Legal And Management

Canadas Supreme Court Deals Blow to Google, Win For Music

The music industry scored a big victory in its fight against piracy after the Supreme Court of Canada ordered Google to remove illegal sites from its search engine’s results worldwide.

Though the years-long legal between Google and Canadian tech company Equustek Solutions didn’t concern music, the judgment bolsters the music business’s case as it pushes for reforms in Europe and the U.S. to the copyright laws that shield sites from liability when users around the world upload content without rights holders’ permission.

"The internet has no borders - its natural habitat is global," the Supreme Court wrote in its judgment Wednesday. "The only way to ensure that the interlocutory injunction attained its objective was to have it apply where Google operates - globally."

In its suit against Equustek, Google had argued, unsuccessfully, that such a judgment would amount to censorship.

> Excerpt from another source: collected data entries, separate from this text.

PR #851, opened 2020-05-18
Update peers created by only an endpoint, to be treated like a normal peer

agunde406:
add_unidentified_peer now returns an EndpointPeerRef that will act like a normal PeerRef, sending a remove request on drop. On successful connection the peer is added to the peer map and treated like a normal peer.

### DIFF
--- a/libsplinter/src/peer/mod.rs
+++ b/libsplinter/src/peer/mod.rs
@@ -1013,7 +1013,7 @@ fn handle_inbound_connection(
             }
         }
     } else {
-        debug!("Adding unrefrenced peer for {}", identity);
+        debug!("Adding peer with id: {}", identity);
 
         if let Some(old_peer) = unreferenced_peers.peers.insert(
             identity,
@@ -1022,8 +1022,8 @@ fn handle_inbound_connection(
                 endpoint: endpoint.to_string(),
             },
         ) {
-            debug!("Removing old unreferenced peer connection");
             if old_peer.endpoint != endpoint {
+                debug!("Removing old peer connection for {}", old_peer.endpoint);
                 if let Err(err) = connector.remove_connection(&old_peer.endpoint) {
                     error!("Unable to clean up old connection: {}", err);
                 }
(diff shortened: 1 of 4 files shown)


libsplinter/src/peer/mod.rs
```diff
@@ -524,8 +524,40 @@ fn add_peer(
...
+                            PeerRefAddError::AddError(format!(
+                                "Unable to update peer {}:{}",
+                                peer_id, err
+                            ))
+                        })?
+                    } else {
+                        // remove ref we just added
+                        ref_map.remove_ref(&peer_id);
+                        return Err(PeerRefAddError::AddError(format!(
+                            "Mismatch betwen exisiting and requested peer endpoints: {:?} does not \
```
vaporos, line 556: Typo - 'exisiting'

libsplinter/src/peer/mod.rs
```diff
@@ -524,8 +524,40 @@ fn add_peer(
 
     // if this is not a new peer, return success
     if new_ref_count > 1 {
-        let peer_ref = PeerRef::new(peer_id, peer_remover.clone());
-        return Ok(peer_ref);
+        if let Some(mut peer_metadata) = peers.get_by_peer_id(&peer_id).cloned() {
+            if peer_metadata.endpoints.len() == 1 && endpoints.len() > 1 {
+                // this will always be true
+                if let Some(endpoint) = peer_metadata.endpoints.get(0) {
```
vaporos, line 541: Should add in an error clause for the else then, so if code changes make it not true, its obvious.

libsplinter/src/peer/mod.rs
agunde406: fixed

libsplinter/src/peer/mod.rs
agunde406: added

libsplinter/src/peer/mod.rs
```diff
@@ -524,8 +524,52 @@ fn add_peer(
...
+                    } else {
+                        // remove ref we just added
+                        ref_map.remove_ref(&peer_id);
+                        return Err(PeerRefAddError::AddError(format!(
+                            "Mismatch betwen existing and requested peer endpoints: {:?} does not \
+                            contain {}",
+                            endpoints, endpoint
+                        )));
+                    }
+                }
```
vaporos, line 574: should have "else" here

PR #865, opened 2020-05-22
Scabbard cli fixes

ltseeley:
Some fixes for the stabilizing the scabbard CLI's features

### DIFF
--- a/services/scabbard/cli/src/main.rs
+++ b/services/scabbard/cli/src/main.rs
@@ -86,6 +86,7 @@ fn run() -> Result<(), CliError> {
         app = app.subcommand(
             SubCommand::with_name("contract")
                 .about("List, show, or upload a Sabre smart contract")
+                .setting(AppSettings::SubcommandRequiredElseHelp)
                 .subcommand(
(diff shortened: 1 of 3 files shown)


services/scabbard/cli/src/main.rs
```diff
@@ -86,25 +86,24 @@ fn run() -> Result<(), CliError> {
...
-                                    "The name and version requirement of the .scar to upload, in \
-                                     the format 'name:version_req'. The contract name must not \
-                                     include underscores, '_'. The version requirement can \
-                                     be any valid semver requirement string.",
+                                    "Name and version requirement of the smart contract archive \
+                                     (scar) file to upload",
                                 )
                                 .required(true),
-                            Arg::with_name("path")
+                            Arg::with_name("paths")
```
vaporos, line 100: "path" singular is more common for a list of directories to search (for example, $PATH, $LD_LIBRARY_PATH, etc.)

ltseeley: Dropped the commit

PR #868, opened 2020-05-22
Change RefMap so it returns an Result instead of panic!ing

agunde406:
Also makes PeerManager configurable to either return an error if refmap error or panic if strict_ref_map is set. Also adds env variable to splinterd to configure the PeerManager, SPLINTER_STRICT_REF_COUNT.

### DIFF
--- a/libsplinter/src/admin/service/mod.rs
+++ b/libsplinter/src/admin/service/mod.rs
@@ -797,7 +797,8 @@ mod tests {
             .start()
             .expect("Unable to start Connection Manager");
         let connector = cm.connector();
-        let mut peer_manager = PeerManager::new(connector, None, Some(1), "test-node".to_string());
+        let mut peer_manager =
+            PeerManager::new(connector, None, Some(1), "test-node".to_string(), true);
         let peer_connector = peer_manager.start().expect("Cannot start PeerManager");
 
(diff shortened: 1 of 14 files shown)


libsplinter/src/peer/mod.rs
```diff
@@ -399,6 +405,9 @@ impl ShutdownHandle {
     }
 }
 
+// Allow clippy errors for too_many_arguments. The arguments are required
+// to avoid needing a lock in the PeerManager.
+#[allow(clippy::too_many_arguments)]
```
peterschwarz, line 410: Not for this PR, but time to introduce a PeerManagerBuilder

libsplinter/src/admin/service/mod.rs
```diff
@@ -797,7 +797,8 @@ mod tests {
             .start()
             .expect("Unable to start Connection Manager");
         let connector = cm.connector();
-        let mut peer_manager = PeerManager::new(connector, None, Some(1), "test-node".to_string());
+        let mut peer_manager =
```
vaporos, line 800: All the test should fail if ref counting is violated, so I think these should all be true?

agunde406: whoops, yep you are correct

“Canada’s highest court has handed down a decision that is very good news for rights holders both in Canada and around the world,” said Frances Moore, CEO of the International Federation of the Phonographic Industry -- which promotes the interests of record labels in 58 countries --  in a statement.  “Whilst this was not a music piracy case, search engines play a prominent role in directing users to illegal content online including illegal music sites."

The case between Equustek and Google originally began in 2011 over intellectual property, after Vancouver company Datalink Technologies Gateways stole trade secrets from Equustek and manufactured and sold them online as their own.

A court order requiring Google and Google Canada Corporation to remove Datalink web sites from Canadian search results alone was ineffective due to the internet’s global reach, and when Equustek won in the lower courts to have the mother sites removed from the search engine worldwide, Google appealed to the Supreme Court of Canada.

While Google maintained the ruling “intended to silence speech regarding the existence of publicly accessible websites on the internet” and had Human Rights Watch (HRW) the Canadian Civil Liberties Association and the Electronic Frontier Foundation (EFF) on its side, music industry organizations from around world stood by Equustek.

They including the IFPI; Music Canada, representing the Canadian recording industry; The Worldwide Independent Network (WIN), representing the global independent music industry; International Confederation of Music Publishers (ICMP), representing music publishers; and International Confederation of Societies of Authors and Composers (CISAC), representing authors and composers globally.

In its own full-page press release issued this afternoon, Music Canada lauded the Supreme Court’s decision to reject “Google’s approach of only de-listing individual pages within sites, which a lower court described as promoting a ‘Whack-A-Mole’ approach to online infringement. It also rejected Google’s claim that, as a non-party, it was ‘immune’ to court orders. It concluded that Google was ‘the determinative player in allowing the harm to occur’ and suggested it had a ‘duty to assist the person wronged.’”

Music Canada president and CEO Graham Henderson said he was thrilled: “Today’s decision confirms that online service providers cannot turn a blind eye to illegal activity that they facilitate; on the contrary, they have an affirmative duty to take steps to prevent the Internet from becoming a black market,” he said in a statement. “This is welcome news for creators of all stripes who rely on the Internet as their primary market and for whom illegal online activity can instantly wipe out careers and destroy investment in new releases. Today’s decision provides a vital remedy to address illegal online activities and enforce the rights of creators.”

Meanwhile, the Recording Industry Association of America Wednesday announced a piracy-fighting initiative spearheaded by the Trustworthy Accountability Group it belongs to called the “TAG Pirate Mobile App Tool,” which can help members prevent their advertising from appearing on mobile apps that distribute unlicensed music, movies, TV shows, and games.

The tool flags more than 8,000 apps that violate creators’ copyrights.